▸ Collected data
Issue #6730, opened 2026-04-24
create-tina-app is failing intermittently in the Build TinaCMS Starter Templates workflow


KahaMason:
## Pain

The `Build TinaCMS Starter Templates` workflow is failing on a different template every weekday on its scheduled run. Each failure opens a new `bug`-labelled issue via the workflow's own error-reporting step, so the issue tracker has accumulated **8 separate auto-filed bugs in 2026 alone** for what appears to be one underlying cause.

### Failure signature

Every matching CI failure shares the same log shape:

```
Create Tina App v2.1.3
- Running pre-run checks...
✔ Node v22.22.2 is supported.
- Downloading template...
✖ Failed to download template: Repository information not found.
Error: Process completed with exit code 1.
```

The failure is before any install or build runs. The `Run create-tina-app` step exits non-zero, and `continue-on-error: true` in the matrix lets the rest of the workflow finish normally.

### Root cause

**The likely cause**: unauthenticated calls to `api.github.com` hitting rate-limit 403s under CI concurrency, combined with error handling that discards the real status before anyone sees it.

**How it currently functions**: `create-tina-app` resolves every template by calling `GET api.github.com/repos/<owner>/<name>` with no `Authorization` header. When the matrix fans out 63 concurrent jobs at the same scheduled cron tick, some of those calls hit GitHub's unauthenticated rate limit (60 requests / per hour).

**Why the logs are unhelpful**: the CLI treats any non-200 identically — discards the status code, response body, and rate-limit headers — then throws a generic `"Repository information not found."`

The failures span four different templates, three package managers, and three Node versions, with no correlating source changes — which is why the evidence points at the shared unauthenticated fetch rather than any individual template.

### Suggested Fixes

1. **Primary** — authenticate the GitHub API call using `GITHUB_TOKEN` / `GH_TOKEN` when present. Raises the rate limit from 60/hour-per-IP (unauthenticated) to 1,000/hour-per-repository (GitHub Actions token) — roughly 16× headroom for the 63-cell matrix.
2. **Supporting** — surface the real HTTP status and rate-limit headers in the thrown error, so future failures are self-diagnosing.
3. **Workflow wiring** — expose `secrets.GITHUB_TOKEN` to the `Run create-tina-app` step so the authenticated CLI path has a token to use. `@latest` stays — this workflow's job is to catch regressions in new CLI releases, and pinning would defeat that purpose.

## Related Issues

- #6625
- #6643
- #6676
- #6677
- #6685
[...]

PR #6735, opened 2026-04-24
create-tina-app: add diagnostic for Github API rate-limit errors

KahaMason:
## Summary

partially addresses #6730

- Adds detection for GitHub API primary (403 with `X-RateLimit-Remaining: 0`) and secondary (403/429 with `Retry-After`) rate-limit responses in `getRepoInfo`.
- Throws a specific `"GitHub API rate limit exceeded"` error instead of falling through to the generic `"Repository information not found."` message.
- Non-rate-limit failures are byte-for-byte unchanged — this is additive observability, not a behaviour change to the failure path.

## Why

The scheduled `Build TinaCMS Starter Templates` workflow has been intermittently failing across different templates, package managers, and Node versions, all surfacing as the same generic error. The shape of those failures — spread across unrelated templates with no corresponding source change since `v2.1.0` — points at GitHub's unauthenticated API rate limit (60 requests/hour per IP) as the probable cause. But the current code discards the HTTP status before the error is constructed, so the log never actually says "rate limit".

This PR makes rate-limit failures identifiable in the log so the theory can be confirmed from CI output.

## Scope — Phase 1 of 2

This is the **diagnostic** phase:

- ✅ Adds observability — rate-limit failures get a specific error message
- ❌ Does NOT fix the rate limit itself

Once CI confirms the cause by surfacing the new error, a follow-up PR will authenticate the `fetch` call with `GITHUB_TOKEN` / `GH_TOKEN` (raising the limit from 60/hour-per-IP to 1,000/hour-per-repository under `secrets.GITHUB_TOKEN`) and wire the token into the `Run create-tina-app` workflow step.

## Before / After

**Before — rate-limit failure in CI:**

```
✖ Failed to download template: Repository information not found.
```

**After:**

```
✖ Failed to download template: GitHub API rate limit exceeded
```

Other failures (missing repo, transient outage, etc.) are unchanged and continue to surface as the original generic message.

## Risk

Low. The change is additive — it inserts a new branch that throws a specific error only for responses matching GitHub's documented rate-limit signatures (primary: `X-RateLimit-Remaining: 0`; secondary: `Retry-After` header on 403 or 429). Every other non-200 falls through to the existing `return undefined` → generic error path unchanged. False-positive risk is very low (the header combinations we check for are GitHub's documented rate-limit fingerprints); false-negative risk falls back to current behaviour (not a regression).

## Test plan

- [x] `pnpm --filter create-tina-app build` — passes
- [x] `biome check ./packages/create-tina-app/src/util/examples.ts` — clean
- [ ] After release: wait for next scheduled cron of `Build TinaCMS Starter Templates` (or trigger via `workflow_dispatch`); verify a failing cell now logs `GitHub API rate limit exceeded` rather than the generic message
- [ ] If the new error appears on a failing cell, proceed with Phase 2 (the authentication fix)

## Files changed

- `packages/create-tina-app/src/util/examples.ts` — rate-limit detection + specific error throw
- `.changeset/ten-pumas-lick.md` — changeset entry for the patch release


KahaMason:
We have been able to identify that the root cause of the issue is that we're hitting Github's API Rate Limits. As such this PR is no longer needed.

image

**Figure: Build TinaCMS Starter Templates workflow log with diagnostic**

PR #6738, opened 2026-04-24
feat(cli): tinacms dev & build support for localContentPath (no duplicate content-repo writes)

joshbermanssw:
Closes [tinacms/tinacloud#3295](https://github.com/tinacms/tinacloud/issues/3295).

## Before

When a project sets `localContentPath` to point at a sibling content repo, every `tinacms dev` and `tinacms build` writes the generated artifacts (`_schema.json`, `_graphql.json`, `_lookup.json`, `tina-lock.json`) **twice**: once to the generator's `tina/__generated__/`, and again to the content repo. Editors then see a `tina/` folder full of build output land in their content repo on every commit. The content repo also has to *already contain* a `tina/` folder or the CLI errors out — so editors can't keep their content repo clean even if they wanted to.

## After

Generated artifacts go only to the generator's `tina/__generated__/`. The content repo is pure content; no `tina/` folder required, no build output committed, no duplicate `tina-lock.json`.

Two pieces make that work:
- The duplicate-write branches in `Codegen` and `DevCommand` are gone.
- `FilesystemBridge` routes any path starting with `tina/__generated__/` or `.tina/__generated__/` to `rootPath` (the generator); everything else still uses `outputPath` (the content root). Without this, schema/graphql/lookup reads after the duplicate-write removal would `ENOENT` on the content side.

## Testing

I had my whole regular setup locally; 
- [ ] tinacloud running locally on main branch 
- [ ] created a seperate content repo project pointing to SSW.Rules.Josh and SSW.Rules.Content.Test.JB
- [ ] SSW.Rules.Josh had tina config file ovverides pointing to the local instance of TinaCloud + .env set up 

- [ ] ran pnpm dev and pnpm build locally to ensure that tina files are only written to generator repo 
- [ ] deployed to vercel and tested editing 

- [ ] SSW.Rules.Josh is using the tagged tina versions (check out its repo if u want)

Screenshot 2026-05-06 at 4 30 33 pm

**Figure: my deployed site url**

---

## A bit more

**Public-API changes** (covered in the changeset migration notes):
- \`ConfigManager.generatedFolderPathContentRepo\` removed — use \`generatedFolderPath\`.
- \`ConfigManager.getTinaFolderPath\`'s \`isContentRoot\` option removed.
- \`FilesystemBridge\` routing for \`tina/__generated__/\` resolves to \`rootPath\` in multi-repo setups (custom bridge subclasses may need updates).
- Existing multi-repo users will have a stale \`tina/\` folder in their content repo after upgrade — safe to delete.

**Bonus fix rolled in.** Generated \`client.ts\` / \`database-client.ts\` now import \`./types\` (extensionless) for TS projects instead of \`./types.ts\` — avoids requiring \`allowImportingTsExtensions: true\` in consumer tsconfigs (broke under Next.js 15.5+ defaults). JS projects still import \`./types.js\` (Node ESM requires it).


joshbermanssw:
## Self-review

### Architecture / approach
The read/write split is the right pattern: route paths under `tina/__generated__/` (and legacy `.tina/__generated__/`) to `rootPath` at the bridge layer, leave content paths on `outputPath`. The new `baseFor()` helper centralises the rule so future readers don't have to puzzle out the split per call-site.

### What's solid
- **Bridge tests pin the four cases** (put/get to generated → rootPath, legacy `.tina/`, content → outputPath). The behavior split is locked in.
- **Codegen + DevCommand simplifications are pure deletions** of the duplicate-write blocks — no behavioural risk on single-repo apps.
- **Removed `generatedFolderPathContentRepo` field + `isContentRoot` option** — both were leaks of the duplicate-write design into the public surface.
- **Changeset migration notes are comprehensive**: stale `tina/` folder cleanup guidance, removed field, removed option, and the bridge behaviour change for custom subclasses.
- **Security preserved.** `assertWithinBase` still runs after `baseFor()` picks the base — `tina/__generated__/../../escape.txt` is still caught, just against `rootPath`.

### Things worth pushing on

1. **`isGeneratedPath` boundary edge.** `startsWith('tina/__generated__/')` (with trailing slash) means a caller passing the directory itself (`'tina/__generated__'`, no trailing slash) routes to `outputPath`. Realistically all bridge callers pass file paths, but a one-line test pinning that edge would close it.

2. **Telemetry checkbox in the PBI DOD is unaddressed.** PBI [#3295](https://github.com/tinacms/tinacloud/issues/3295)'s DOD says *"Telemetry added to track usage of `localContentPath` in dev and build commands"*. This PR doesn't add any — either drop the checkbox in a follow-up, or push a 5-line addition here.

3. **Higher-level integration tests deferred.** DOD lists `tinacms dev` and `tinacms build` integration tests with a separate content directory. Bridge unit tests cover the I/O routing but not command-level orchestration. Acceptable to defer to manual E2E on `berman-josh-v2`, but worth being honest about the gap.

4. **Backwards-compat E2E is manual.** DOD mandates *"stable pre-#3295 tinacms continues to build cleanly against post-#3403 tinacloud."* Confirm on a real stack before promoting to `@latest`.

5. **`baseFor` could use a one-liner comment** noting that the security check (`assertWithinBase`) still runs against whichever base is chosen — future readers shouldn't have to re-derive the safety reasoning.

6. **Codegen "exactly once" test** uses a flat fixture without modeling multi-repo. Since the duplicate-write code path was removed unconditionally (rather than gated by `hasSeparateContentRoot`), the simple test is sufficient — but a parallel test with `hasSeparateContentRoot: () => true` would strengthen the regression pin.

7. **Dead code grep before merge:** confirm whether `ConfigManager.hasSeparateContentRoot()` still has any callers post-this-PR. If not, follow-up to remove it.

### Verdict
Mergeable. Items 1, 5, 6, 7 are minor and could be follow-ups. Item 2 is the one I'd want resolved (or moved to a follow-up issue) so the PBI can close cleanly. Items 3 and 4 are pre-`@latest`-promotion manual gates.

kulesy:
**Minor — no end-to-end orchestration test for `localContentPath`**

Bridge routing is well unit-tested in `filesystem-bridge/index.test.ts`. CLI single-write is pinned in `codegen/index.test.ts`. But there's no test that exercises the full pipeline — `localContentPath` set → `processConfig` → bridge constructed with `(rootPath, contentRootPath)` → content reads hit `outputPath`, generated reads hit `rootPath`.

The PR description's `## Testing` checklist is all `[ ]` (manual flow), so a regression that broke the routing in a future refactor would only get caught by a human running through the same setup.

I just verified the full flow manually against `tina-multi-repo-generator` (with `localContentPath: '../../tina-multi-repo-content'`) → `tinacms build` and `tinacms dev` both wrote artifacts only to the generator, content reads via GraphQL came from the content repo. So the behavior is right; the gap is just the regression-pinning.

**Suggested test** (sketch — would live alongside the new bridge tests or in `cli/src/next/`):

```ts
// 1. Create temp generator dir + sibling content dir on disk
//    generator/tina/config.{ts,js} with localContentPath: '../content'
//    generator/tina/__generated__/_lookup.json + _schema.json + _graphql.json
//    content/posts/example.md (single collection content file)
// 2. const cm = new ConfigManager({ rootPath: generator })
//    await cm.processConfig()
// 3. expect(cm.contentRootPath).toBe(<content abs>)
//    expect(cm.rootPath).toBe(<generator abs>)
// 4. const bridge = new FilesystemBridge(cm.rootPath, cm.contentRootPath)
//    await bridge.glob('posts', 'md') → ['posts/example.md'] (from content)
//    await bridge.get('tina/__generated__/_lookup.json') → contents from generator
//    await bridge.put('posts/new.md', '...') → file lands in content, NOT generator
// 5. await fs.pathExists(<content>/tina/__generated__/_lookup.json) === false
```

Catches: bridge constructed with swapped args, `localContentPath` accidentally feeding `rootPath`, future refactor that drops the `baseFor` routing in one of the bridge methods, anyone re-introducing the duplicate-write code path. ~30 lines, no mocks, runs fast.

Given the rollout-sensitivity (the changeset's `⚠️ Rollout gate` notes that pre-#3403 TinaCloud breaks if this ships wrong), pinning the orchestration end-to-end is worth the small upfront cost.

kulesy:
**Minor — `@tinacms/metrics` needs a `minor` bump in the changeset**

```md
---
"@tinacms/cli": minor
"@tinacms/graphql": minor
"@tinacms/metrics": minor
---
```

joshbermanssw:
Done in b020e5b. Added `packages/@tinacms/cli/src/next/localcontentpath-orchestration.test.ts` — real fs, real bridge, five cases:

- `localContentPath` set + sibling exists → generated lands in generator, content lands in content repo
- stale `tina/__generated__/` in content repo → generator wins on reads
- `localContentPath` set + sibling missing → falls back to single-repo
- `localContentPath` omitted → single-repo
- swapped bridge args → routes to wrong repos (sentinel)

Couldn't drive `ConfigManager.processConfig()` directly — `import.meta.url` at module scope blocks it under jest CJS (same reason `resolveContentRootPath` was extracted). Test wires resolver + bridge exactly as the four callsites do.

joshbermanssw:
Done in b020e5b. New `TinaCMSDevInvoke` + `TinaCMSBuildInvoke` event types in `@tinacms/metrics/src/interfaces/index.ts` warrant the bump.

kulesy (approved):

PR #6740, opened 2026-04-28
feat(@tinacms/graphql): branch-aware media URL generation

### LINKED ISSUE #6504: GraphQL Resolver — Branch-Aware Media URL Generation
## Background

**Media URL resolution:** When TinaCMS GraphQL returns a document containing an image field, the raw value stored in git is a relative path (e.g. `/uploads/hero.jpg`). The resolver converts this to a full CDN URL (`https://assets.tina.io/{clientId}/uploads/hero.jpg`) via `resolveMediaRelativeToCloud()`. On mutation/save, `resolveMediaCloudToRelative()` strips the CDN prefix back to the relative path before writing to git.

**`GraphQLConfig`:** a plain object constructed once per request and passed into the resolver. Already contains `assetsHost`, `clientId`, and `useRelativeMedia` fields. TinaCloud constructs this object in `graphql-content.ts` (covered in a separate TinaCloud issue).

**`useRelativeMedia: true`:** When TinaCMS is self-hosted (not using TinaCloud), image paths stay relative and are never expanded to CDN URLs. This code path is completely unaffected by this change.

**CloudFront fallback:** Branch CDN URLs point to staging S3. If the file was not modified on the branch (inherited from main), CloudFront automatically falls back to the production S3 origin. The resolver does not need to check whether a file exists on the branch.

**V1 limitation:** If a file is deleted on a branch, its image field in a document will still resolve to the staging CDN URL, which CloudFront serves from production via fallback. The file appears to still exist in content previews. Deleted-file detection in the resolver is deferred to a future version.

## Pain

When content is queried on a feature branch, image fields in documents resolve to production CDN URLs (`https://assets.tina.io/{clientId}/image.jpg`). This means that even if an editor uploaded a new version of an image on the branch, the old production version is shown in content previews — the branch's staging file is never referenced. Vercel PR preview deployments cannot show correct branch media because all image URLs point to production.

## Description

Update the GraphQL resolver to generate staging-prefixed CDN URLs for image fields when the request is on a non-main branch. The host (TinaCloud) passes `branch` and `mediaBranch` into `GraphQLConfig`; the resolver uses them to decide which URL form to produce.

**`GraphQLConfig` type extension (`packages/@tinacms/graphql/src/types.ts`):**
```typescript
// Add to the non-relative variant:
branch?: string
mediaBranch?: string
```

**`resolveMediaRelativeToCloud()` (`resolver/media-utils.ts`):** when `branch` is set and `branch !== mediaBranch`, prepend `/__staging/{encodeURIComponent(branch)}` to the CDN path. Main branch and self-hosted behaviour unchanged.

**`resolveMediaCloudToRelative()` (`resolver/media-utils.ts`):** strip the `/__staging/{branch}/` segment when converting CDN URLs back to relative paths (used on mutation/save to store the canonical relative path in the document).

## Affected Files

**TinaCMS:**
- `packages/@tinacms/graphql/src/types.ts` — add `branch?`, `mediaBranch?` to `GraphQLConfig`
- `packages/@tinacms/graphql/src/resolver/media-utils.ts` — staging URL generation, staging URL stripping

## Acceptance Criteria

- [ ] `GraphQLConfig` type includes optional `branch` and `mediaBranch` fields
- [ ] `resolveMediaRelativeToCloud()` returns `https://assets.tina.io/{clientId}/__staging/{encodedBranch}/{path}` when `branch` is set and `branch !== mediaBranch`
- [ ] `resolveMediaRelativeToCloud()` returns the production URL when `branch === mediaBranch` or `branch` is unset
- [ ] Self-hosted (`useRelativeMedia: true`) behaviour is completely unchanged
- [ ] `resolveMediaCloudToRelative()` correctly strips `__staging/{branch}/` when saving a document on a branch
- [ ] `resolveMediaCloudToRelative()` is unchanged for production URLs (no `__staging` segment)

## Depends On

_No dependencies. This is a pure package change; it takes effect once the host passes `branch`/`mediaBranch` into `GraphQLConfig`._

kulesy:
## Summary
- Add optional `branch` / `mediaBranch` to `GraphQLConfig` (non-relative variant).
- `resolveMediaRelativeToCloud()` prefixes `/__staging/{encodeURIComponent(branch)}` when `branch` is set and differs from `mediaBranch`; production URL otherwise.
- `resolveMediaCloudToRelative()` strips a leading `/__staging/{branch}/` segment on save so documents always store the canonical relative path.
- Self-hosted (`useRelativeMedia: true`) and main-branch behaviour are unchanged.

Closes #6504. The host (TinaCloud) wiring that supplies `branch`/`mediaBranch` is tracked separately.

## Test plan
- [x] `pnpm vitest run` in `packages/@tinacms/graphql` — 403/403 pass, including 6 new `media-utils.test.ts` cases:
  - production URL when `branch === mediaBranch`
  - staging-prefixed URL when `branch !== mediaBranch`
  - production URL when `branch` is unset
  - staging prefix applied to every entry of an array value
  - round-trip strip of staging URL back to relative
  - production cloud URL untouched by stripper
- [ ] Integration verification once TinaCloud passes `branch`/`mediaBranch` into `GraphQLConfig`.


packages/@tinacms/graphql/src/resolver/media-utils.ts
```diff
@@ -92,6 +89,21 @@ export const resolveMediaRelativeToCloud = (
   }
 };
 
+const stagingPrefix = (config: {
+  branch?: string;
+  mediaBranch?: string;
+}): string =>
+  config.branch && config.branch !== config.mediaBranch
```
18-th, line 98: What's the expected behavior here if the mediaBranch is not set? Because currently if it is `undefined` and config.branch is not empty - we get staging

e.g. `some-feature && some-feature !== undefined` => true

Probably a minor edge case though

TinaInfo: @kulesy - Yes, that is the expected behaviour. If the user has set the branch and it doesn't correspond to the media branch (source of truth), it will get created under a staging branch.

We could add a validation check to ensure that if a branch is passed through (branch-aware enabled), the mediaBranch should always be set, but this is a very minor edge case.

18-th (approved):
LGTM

▸ YOUR INSTRUCTIONS
Take the entries above and return only the lines from the one with "lands in content repo" to the one with "## Background", both included, unchanged.

▸ EXERCISE ANSWER
- `localContentPath` set + sibling exists → generated lands in generator, content lands in content repo
- stale `tina/__generated__/` in content repo → generator wins on reads
- `localContentPath` set + sibling missing → falls back to single-repo
- `localContentPath` omitted → single-repo
- swapped bridge args → routes to wrong repos (sentinel)

Couldn't drive `ConfigManager.processConfig()` directly — `import.meta.url` at module scope blocks it under jest CJS (same reason `resolveContentRootPath` was extracted). Test wires resolver + bridge exactly as the four callsites do.

joshbermanssw:
Done in b020e5b. New `TinaCMSDevInvoke` + `TinaCMSBuildInvoke` event types in `@tinacms/metrics/src/interfaces/index.ts` warrant the bump.

kulesy (approved):

PR #6740, opened 2026-04-28
feat(@tinacms/graphql): branch-aware media URL generation

### LINKED ISSUE #6504: GraphQL Resolver — Branch-Aware Media URL Generation
## Background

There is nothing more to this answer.